Solana Outperforms Bitcoin as it Tries to Exorcise the Ghost of Bankman-Fried

The SOL token of the Solana blockchain has more than doubled this year, outperforming Bitcoin, as the project tries to move past its association with discredited former crypto mogul Sam Bankman-Fried.

(Bloomberg) — The SOL token of the Solana blockchain has more than doubled this year, outperforming Bitcoin, as the project tries to move past its association with discredited former crypto mogul Sam Bankman-Fried. 

SOL is up about 125% since Dec. 31, outdoing the 78% rally in Bitcoin as well as gains in other major tokens amid 2023’s crypto rebound. Industry turmoil last year — including Bankman-Fried’s chaotic downfall — had lopped 94% off SOL.

Solana is among the blockchains vying with Ethereum, crypto’s key commercial highway, for a bigger share of digital-asset activity. But Bankman-Fried’s backing turned toxic when his FTX empire collapsed, while network breakdowns cast a shadow over Solana’s promise of speed married with lower costs.

“Solana has suffered from the FTX overhang, and the protocol suffered numerous outages,” said Markus Thielen, head of research at Matrixport. Investors are now “looking to accumulate undervalued altcoins, with Solana a key beneficiary,” he added.  

Interest in Solana began recovering in January after the launch of BONK on the network.

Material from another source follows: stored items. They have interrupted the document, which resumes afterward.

PR #169, opened 2026-07-22
fix(rowtext): show explicitly-tracked Normal form in !tracked

jfberry:
## Problem
A user tracking `rattata form:normal` (and other forms) sees duplicate-looking rows in `!tracked` with no way to tell them apart:

```
[id:305756] Rattata Alola | ...
[id:305757] Rattata       | ...   ← this is the Normal form
[id:305758] Rattata       | ...
```

## Root cause
`translateMonsterName` (`internal/rowtext/rowtext.go`) suppressed **any** form whose translated name was `"Normal"`/`"Unset"`/`""`, regardless of the form value:

```go
} else if enrichment.IsNormalForm(formName) {   // fires for ANY form value
    formName = ""
}
```

Rattata's Normal form is stored as a non-zero value (form **45**; masterfile `defaultFormId: 45`, `forms: [45, 46]`), and `form_45` → `"Normal"` from gamelocale. So the explicit Normal form rendered identically to the `form 0` ("any form") tracking. Alola (46) survived only because "Alola" isn't a Normal-ish name.

## Fix
Only `form 0` ("any form") drops a default Normal/Unset label. An explicitly-tracked form (`form != 0`) keeps its name — including "Normal" — so distinct form trackings stay distinguishable:

```
[id:305756] Rattata Alola  | ...
[id:305757] Rattata Normal | ...
[id:305758] Rattata        | ...   (form 0 = any)
```

Scoped to `rowtext` (tracking descriptions); alert/enrichment display uses a separate path, so no "Normal" noise is added to actual alerts.

## Tests
- Added a failing-first table-driven `translateMonsterName` test (normal / named / any-form).
- Full gate green: `go build ./... && go vet ./... && go test ./... && golangci-lint run ./...`.

### DIFF
--- a/processor/internal/rowtext/rowtext.go
+++ b/processor/internal/rowtext/rowtext.go
@@ -59,8 +59,10 @@ func translateMonsterName(tr *i18n.Translator, gd *gamedata.GameData, pokemonID,
 		// Translation key returned as-is means no translation found
 		formName = ""
 	} else if form == 0 && enrichment.IsNormalForm(formName) {
-		formName = ""
-	} else if enrichment.IsNormalForm(formName) {
+		// form 0 = "any form": suppress a default "Normal"/"Unset" label so the
+		// row reads as the whole species. An explicitly-tracked form
+		// (form != 0) keeps its name — including "Normal" — so distinct form
+		// trackings stay distinguishable in !tracked.
 		formName = ""
 	}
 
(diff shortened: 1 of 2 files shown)


kbtbc:
Thanks for the fix.  Similarly in the new 'costume' tracking, there is no real differentiator in the tracked output between a costume and a form tracking: 

```
Pikachu  | Flower | distance: 5000m ...
Pikachu Doctor | distance: 5000m  ... 
```

The top one is a `costume:flower` tracking, the other is a `form:doctor` tracking.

BONK is a Shiba Inu-inspired meme coin that excited the kind of inexplicable but fleeting speculative animus for which crypto is notorious. 

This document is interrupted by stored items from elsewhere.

PR #182, opened 2026-08-09
fix(delivery): route clean-deletion through the FairQueue (fix 429 storm)

jfberry:
## Problem
With clean tracking across 20+ areas, expired raids/eggs deleting together hit Discord's DELETE rate limit and **failed after 6 retries** — the message then stayed in the channel:
```
WARN [clean-delete] discord: 429 for DELETE 1377…, retry_after=0.6s (attempt 3/6)
WARN [clean-delete] discord: 429 for DELETE 1377…, retry_after=0.5s (attempt 5/6)
…
WARN delivery: clean delete failed for 1377…: discord delete returned status 429
```

## Root cause
**Clean-deletion had no concurrency control.** Each TTL eviction spawned its own `go sender.Delete`, so a burst of expiring alerts fired *dozens of concurrent DELETEs to the same channel*. They 429'd each other and each independently burned through its retries, then gave up. (The logs show many "attempt N/6" for one channel in the same second.) Adding retry alone — my first commit — doesn't help when they're all racing.

## Fix (per the report: same queue, different job type)
Route clean-deletion **through the FairQueue as a delete job**, so it takes the same **per-destination lock** that already serialises sends (max 1 in-flight per target) + `WaitForRateLimit` + the platform semaphore. Deletes to a channel now run one at a time, respecting the shared bucket, instead of racing.

- `Job.DeleteSentID` marks a clean-delete job; `FairQueue.processJob` handles it under the per-destination lock, calls `Sender.Delete`, and skips alert-limit accounting / tracking / snapshot.
- `MessageTracker.cleanDelete` routes through a `cleanDeleteHook` the Dispatcher wires (`enqueueCleanDelete`) — enqueues the delete `Job`. Set before `Load()` so recovery-time cleans route through it too. Non-blocking + panic-guarded (a delete dropped mid-shutdown / on a saturated queue is re-attempted on the next startup load). Falls back to the direct-Delete goroutine when no queue is wired (tests).
- `DiscordSender.Delete`/`Edit` (and Telegram `deleteMessage`/`Edit`) keep the reactive **429 Retry-After backoff** from the first commit (`doWithRetry` / `doPostWithRetry`). `Delete` no longer self-`Wait`s — the queue does it now.

## Two commits
1. `rate-limit + retry clean-delete and edit (429 backoff)` — reactive retry (necessary but insufficient on its own).
2. `route clean-deletion through the FairQueue (serialise per destination)` — the actual fix: serialisation.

A more sober expansion emerged in Solana’s roll out of Saga, a mobile phone customized for crypto. The device aims to provide a hardware vault for the secure keys that prove ownership of digital assets. It’s also seeks to offer easier access to blockchain-based services.

Solana is being helped by its ecosystem growth strategy and a track record whereby developers raised over $600 million in seed funding in the past two years, research firm Messari said in a recent note.

Despite recent steps, questions remain about Solana’s longer term prospects. Investors are rethinking the potential of a variety of crypto projects in the wake of 2022’s market crash and a litany of digital-asset blowups.

While SOL has surged this year, at $22 per token it’s still trading at a fraction of the $260 achieved in 2021 during the pandemic-era frenzy that lifted crypto.

SOL was little changed as of 6:55 a.m. in London on Friday. Bitcoin fell less than 1% and continues to hover around $30,000, where its rally this year has stalled.